__EXERCISE OBJECTIVE__: Beginning at the line containing "he's learned there." and continuing to the end of the records below, give each line again exactly as it stands, and only those lines.

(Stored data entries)
PR #257, opened 2022-01-20
Remove metafiles interfering with dask read

rajeee:
Fixes the failing test.

## Pull Request Description

Because the reference file used by the test had some parquet metadata files and the files generated don't, the comparison was failing. This fixes the issue by making the reference file similar to (i.e. no metadata files) to that generated by postprocessing.

The issue is popping up only now likely because dask.DataFrame.read_parquet started behaving differently when there is metadata file only recently?! 

## Checklist

Not all may apply


nmerket (approved):
Thanks for fixing this!

PR #258, opened 2022-01-21
Memory efficient results.csv creation

rajeee:
Potentially fixes #253.

## Pull Request Description

Instead of loading all the results_jobx.json.gz files at once to memory, use dask to load only the results_jobs for an upgrade at a time. This should prevent out of memory error when dealing with large run with many upgrades.

## Checklist

Not all may apply

- [x] Code changes (must work)
- [x] Tests exercising your feature/bug fix (check coverage report on CircleCI build -> Artifacts)
- [x] All other unit tests passing
- [ ] Update validation for project config yaml file changes
- [ ] Update existing documentation
- [x] Run a small batch run to make sure it all works (local is fine, unless an Eagle specific feature)
- [ ] Add to the changelog_dev.rst file and propose migration text in the pull request

Issue #223, opened 2021-04-26
Migrate CI to github actions


nmerket:
**Describe the solution you'd like**
We could run a (small) actual ResStock and/or ComStock simulation for our testing because it would be able to run and call docker instead of being in a docker container.

PR #262, opened 2022-01-29
Fix postprocessing failure on local docker

rajeee:
## Pull Request Description

The postprocessing was failing on docker because the last PR  (#258) was relying in jobx.json files to find out which simulation belonged to which job and finding the total number of upgrades. However, jobx.json files are not available while running locally using docker. This PR addresses that issue by not relying on jobx.json anymore.

## Checklist

Not all may apply

### DIFF
--- a/buildstockbatch/postprocessing.py
+++ b/buildstockbatch/postprocessing.py
@@ -204,13 +204,13 @@ def get_cols(fs, filename):
     return schema.names
 
 
-def read_results_json(fs, filename, job_id):
+def read_results_json(fs, filename):
     with fs.open(filename, 'rb') as f1:
         with gzip.open(f1, 'rt', encoding='utf-8') as f2:
             dpouts = json.load(f2)
     df = pd.DataFrame(dpouts)
+    df['job_id'] = int(re.search(r'results_job(\d+)\.json\.gz', filename).group(1))
     # Sorting is needed to ensure all dfs have same column order. Dask will fail otherwise.
-    df['job_id'] = job_id
     df = df.reindex(sorted(df.columns), axis=1)
     return df
 
@@ -260,10 +260,8 @@ def combine_results(fs, results_dir, cfg, do_timeseries=True):
 
     # Results "CSV"
     results_json_files = fs.glob(f'{sim_output_dir}/results_job*.json.gz')
-    job_ids = [int(re.search(r'results_job(\d+)\.json\.gz', x).group(1)) for x in results_json_files]
     if results_json_files:
-        delayed_results_dfs = [dask.delayed(read_results_json)(fs, x, job_id)
-                               for x, job_id in zip(results_json_files, job_ids)]
+        delayed_results_dfs = [dask.delayed(read_results_json)(fs, x) for x in results_json_files]
         results_df = dd.from_delayed(delayed_results_dfs)
     else:
         raise ValueError("No simulation results found to post-process.")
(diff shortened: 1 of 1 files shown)


buildstockbatch/postprocessing.py
```diff
@@ -205,12 +204,13 @@ def get_cols(fs, filename):
...
 
 
-def read_results_json(fs, filename):
+def read_results_json(fs, filename, job_id):
     with fs.open(filename, 'rb') as f1:
         with gzip.open(f1, 'rt', encoding='utf-8') as f2:
             dpouts = json.load(f2)
     df = pd.DataFrame(dpouts)
     # Sorting is needed to ensure all dfs have same column order. Dask will fail otherwise.
+    df['job_id'] = job_id
```
nmerket: This works, but wouldn't it be simpler and less error prone to parse out the job id from the filename _inside_ this function rather than to pass it in?

buildstockbatch/postprocessing.py
```diff
@@ -259,20 +259,11 @@ def combine_results(fs, results_dir, cfg, do_timeseries=True):
...
-    for job_json in jobs_json_files:
-        with open(job_json, 'r') as f:
-            job_json_dict = json.load(f)
-        for building_id, upgrade in job_json_dict['batch']:
-            upgrade = 0 if upgrade is None else upgrade+1
-            job_map[upgrade][building_id] = job_json_dict['job_num']
-    logger.info(f"{len(jobs_json_files)} jobs json files gave {len(job_map)} job_map keys.")
-
     results_json_files = fs.glob(f'{sim_output_dir}/results_job*.json.gz')
+    job_ids = [int(re.search(r'results_job(\d+)\.json\.gz', x).group(1)) for x in results_json_files]
```
nmerket: see comment in the `read_results_json` function above.

nmerket (commented):
Looks pretty good. One comment below.

buildstockbatch/postprocessing.py
rajeee: Yep, it totally would be. I guess your [previous implementation](https://github.com/NREL/buildstockbatch/blob/b931a934fe540946d3bd739a0cad56209c05196f/buildstockbatch/postprocessing.py#L261) polluted my mind into thinking I should calculate them all at once! I will fix this.

nmerket: Haha. I guess so. Do as I say, not as I do. 😉

shorowit:
Ignorant question: Is it possible to create "local docker" CI tests that would catch this issue in the future? It's great that it got caught by the ResStock CI, but ideally it would be caught sooner (i.e., here).

rajeee:
> Ignorant question: Is it possible to create "local docker" CI tests that would catch this issue in the future? It's great that it got caught by the ResStock CI, but ideally it would be caught sooner (i.e., here).

@shorowit I talked about this with @joseph-robertson  as well and it seems like a good idea to have those integration tests running for buildstockbatch PR in addition to ResStock PRs. I think this can be a part of a larger discussion on overhauling the CI for BSB that @nmerket is considering.

nmerket:
@shorowit Yes, we should catch this. The way we're doing CI with Circle CI makes it hard to do, but switching to GitHub actions will make this possible. #223 should be the next thing I get to on bsb. Will chat with @joseph-robertson about best practices he's learned there.

joseph-robertson:
@nmerket @rajeee Is this ready to go?

nmerket (approved):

__ANSWER TO THIS TASK__:
@shorowit Yes, we should catch this. The way we're doing CI with Circle CI makes it hard to do, but switching to GitHub actions will make this possible. #223 should be the next thing I get to on bsb. Will chat with @joseph-robertson about best practices he's learned there.

joseph-robertson:
@nmerket @rajeee Is this ready to go?

nmerket (approved):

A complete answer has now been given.